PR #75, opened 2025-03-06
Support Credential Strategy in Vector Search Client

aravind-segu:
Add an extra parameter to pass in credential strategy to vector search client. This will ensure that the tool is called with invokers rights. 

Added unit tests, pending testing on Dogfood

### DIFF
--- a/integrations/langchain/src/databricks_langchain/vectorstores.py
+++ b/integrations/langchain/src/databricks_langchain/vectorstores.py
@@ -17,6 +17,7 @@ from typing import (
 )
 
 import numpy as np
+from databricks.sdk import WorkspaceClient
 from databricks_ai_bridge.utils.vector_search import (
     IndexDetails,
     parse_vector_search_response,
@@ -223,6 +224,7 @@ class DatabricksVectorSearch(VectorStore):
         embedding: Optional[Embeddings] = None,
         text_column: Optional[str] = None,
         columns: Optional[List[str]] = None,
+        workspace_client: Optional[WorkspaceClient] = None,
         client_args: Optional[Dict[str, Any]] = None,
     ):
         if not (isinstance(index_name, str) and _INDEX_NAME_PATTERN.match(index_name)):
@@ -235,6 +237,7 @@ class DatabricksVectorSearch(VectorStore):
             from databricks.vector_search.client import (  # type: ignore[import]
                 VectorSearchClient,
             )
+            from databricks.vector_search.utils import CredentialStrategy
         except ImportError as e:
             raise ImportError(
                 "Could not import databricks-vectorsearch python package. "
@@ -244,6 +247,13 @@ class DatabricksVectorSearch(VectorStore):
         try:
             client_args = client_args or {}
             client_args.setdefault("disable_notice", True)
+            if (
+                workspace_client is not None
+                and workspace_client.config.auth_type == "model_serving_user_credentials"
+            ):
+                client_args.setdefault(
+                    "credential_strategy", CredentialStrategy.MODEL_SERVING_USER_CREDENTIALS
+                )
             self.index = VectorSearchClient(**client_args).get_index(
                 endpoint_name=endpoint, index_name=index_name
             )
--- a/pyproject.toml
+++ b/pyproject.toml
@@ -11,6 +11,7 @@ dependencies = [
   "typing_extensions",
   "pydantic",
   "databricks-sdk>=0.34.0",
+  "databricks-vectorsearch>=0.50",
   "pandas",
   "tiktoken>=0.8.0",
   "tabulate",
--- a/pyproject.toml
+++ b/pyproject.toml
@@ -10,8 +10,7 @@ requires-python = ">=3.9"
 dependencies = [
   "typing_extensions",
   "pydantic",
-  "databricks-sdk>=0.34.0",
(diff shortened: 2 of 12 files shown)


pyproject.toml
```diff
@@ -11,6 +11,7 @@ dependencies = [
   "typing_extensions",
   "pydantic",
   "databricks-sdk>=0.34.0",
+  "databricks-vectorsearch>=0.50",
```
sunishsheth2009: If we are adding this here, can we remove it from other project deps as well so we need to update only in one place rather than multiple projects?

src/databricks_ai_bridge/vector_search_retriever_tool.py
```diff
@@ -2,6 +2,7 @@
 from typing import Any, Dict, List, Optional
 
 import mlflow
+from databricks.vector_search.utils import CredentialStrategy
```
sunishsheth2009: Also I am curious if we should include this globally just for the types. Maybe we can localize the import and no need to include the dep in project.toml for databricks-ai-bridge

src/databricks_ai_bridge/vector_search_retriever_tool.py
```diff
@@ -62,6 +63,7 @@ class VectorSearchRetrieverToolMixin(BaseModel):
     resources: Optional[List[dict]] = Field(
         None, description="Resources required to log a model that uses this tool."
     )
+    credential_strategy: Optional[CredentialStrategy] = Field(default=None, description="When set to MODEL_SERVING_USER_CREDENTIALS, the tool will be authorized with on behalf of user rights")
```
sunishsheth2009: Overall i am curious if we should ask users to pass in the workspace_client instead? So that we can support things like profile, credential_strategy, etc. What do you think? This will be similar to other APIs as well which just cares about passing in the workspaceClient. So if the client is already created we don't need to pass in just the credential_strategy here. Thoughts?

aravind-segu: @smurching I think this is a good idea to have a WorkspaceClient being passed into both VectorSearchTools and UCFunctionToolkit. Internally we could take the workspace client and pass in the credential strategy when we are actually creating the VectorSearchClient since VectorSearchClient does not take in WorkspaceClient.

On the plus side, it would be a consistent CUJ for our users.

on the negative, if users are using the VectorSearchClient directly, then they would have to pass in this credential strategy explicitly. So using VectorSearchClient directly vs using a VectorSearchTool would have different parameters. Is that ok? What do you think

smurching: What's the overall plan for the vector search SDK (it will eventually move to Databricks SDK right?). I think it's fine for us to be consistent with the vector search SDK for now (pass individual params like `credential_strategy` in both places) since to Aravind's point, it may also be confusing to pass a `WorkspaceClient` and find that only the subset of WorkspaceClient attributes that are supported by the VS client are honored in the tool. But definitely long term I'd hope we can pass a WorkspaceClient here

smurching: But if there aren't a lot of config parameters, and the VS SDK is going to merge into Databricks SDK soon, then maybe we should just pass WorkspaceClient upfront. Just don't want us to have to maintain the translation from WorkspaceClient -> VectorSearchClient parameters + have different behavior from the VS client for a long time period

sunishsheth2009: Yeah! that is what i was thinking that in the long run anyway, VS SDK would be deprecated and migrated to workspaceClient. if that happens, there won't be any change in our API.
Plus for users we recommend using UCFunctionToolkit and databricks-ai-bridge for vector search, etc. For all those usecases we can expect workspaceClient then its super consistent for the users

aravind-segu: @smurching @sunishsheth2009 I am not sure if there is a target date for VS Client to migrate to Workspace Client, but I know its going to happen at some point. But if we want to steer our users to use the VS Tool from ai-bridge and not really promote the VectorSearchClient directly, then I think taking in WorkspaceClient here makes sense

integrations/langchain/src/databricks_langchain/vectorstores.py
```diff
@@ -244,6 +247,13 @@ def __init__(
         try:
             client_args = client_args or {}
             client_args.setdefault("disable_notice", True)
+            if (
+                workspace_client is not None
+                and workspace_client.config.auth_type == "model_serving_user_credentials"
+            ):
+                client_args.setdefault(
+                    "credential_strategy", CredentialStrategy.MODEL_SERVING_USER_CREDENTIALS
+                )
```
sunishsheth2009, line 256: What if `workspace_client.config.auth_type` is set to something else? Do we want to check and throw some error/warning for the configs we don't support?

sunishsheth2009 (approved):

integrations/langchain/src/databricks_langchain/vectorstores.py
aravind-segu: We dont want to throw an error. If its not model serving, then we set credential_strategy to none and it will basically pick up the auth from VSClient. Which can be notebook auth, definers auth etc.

### TASK BRIEF
Write the records above out again precisely.

### RESPONSE AREA
PR #75, opened 2025-03-06
Support Credential Strategy in Vector Search Client

aravind-segu:
Add an extra parameter to pass in credential strategy to vector search client. This will ensure that the tool is called with invokers rights. 

Added unit tests, pending testing on Dogfood

### DIFF
--- a/integrations/langchain/src/databricks_langchain/vectorstores.py
+++ b/integrations/langchain/src/databricks_langchain/vectorstores.py
@@ -17,6 +17,7 @@ from typing import (
 )
 
 import numpy as np
+from databricks.sdk import WorkspaceClient
 from databricks_ai_bridge.utils.vector_search import (
     IndexDetails,
     parse_vector_search_response,
@@ -223,6 +224,7 @@ class DatabricksVectorSearch(VectorStore):
         embedding: Optional[Embeddings] = None,
         text_column: Optional[str] = None,
         columns: Optional[List[str]] = None,
+        workspace_client: Optional[WorkspaceClient] = None,
         client_args: Optional[Dict[str, Any]] = None,
     ):
         if not (isinstance(index_name, str) and _INDEX_NAME_PATTERN.match(index_name)):
@@ -235,6 +237,7 @@ class DatabricksVectorSearch(VectorStore):
             from databricks.vector_search.client import (  # type: ignore[import]
                 VectorSearchClient,
             )
+            from databricks.vector_search.utils import CredentialStrategy
         except ImportError as e:
             raise ImportError(
                 "Could not import databricks-vectorsearch python package. "
@@ -244,6 +247,13 @@ class DatabricksVectorSearch(VectorStore):
         try:
             client_args = client_args or {}
             client_args.setdefault("disable_notice", True)
+            if (
+                workspace_client is not None
+                and workspace_client.config.auth_type == "model_serving_user_credentials"
+            ):
+                client_args.setdefault(
+                    "credential_strategy", CredentialStrategy.MODEL_SERVING_USER_CREDENTIALS
+                )
             self.index = VectorSearchClient(**client_args).get_index(
                 endpoint_name=endpoint, index_name=index_name
             )
--- a/pyproject.toml
+++ b/pyproject.toml
@@ -11,6 +11,7 @@ dependencies = [
   "typing_extensions",
   "pydantic",
   "databricks-sdk>=0.34.0",
+  "databricks-vectorsearch>=0.50",
   "pandas",
   "tiktoken>=0.8.0",
   "tabulate",
--- a/pyproject.toml
+++ b/pyproject.toml
@@ -10,8 +10,7 @@ requires-python = ">=3.9"
 dependencies = [
   "typing_extensions",
   "pydantic",
-  "databricks-sdk>=0.34.0",
(diff shortened: 2 of 12 files shown)


pyproject.toml
```diff
@@ -11,6 +11,7 @@ dependencies = [
   "typing_extensions",
   "pydantic",
   "databricks-sdk>=0.34.0",
+  "databricks-vectorsearch>=0.50",
```
sunishsheth2009: If we are adding this here, can we remove it from other project deps as well so we need to update only in one place rather than multiple projects?

src/databricks_ai_bridge/vector_search_retriever_tool.py
```diff
@@ -2,6 +2,7 @@
 from typing import Any, Dict, List, Optional
 
 import mlflow
+from databricks.vector_search.utils import CredentialStrategy
```
sunishsheth2009: Also I am curious if we should include this globally just for the types. Maybe we can localize the import and no need to include the dep in project.toml for databricks-ai-bridge

src/databricks_ai_bridge/vector_search_retriever_tool.py
```diff
@@ -62,6 +63,7 @@ class VectorSearchRetrieverToolMixin(BaseModel):
     resources: Optional[List[dict]] = Field(
         None, description="Resources required to log a model that uses this tool."
     )
+    credential_strategy: Optional[CredentialStrategy] = Field(default=None, description="When set to MODEL_SERVING_USER_CREDENTIALS, the tool will be authorized with on behalf of user rights")
```
sunishsheth2009: Overall i am curious if we should ask users to pass in the workspace_client instead? So that we can support things like profile, credential_strategy, etc. What do you think? This will be similar to other APIs as well which just cares about passing in the workspaceClient. So if the client is already created we don't need to pass in just the credential_strategy here. Thoughts?

aravind-segu: @smurching I think this is a good idea to have a WorkspaceClient being passed into both VectorSearchTools and UCFunctionToolkit. Internally we could take the workspace client and pass in the credential strategy when we are actually creating the VectorSearchClient since VectorSearchClient does not take in WorkspaceClient.

On the plus side, it would be a consistent CUJ for our users.

on the negative, if users are using the VectorSearchClient directly, then they would have to pass in this credential strategy explicitly. So using VectorSearchClient directly vs using a VectorSearchTool would have different parameters. Is that ok? What do you think

smurching: What's the overall plan for the vector search SDK (it will eventually move to Databricks SDK right?). I think it's fine for us to be consistent with the vector search SDK for now (pass individual params like `credential_strategy` in both places) since to Aravind's point, it may also be confusing to pass a `WorkspaceClient` and find that only the subset of WorkspaceClient attributes that are supported by the VS client are honored in the tool. But definitely long term I'd hope we can pass a WorkspaceClient here

smurching: But if there aren't a lot of config parameters, and the VS SDK is going to merge into Databricks SDK soon, then maybe we should just pass WorkspaceClient upfront. Just don't want us to have to maintain the translation from WorkspaceClient -> VectorSearchClient parameters + have different behavior from the VS client for a long time period

sunishsheth2009: Yeah! that is what i was thinking that in the long run anyway, VS SDK would be deprecated and migrated to workspaceClient. if that happens, there won't be any change in our API.
Plus for users we recommend using UCFunctionToolkit and databricks-ai-bridge for vector search, etc. For all those usecases we can expect workspaceClient then its super consistent for the users

aravind-segu: @smurching @sunishsheth2009 I am not sure if there is a target date for VS Client to migrate to Workspace Client, but I know its going to happen at some point. But if we want to steer our users to use the VS Tool from ai-bridge and not really promote the VectorSearchClient directly, then I think taking in WorkspaceClient here makes sense

integrations/langchain/src/databricks_langchain/vectorstores.py
```diff
@@ -244,6 +247,13 @@ def __init__(
         try:
             client_args = client_args or {}
             client_args.setdefault("disable_notice", True)
+            if (
+                workspace_client is not None
+                and workspace_client.config.auth_type == "model_serving_user_credentials"
+            ):
+                client_args.setdefault(
+                    "credential_strategy", CredentialStrategy.MODEL_SERVING_USER_CREDENTIALS
+                )
```
sunishsheth2009, line 256: What if `workspace_client.config.auth_type` is set to something else? Do we want to check and throw some error/warning for the configs we don't support?

sunishsheth2009 (approved):

integrations/langchain/src/databricks_langchain/vectorstores.py
aravind-segu: We dont want to throw an error. If its not model serving, then we set credential_strategy to none and it will basically pick up the auth from VSClient. Which can be notebook auth, definers auth etc.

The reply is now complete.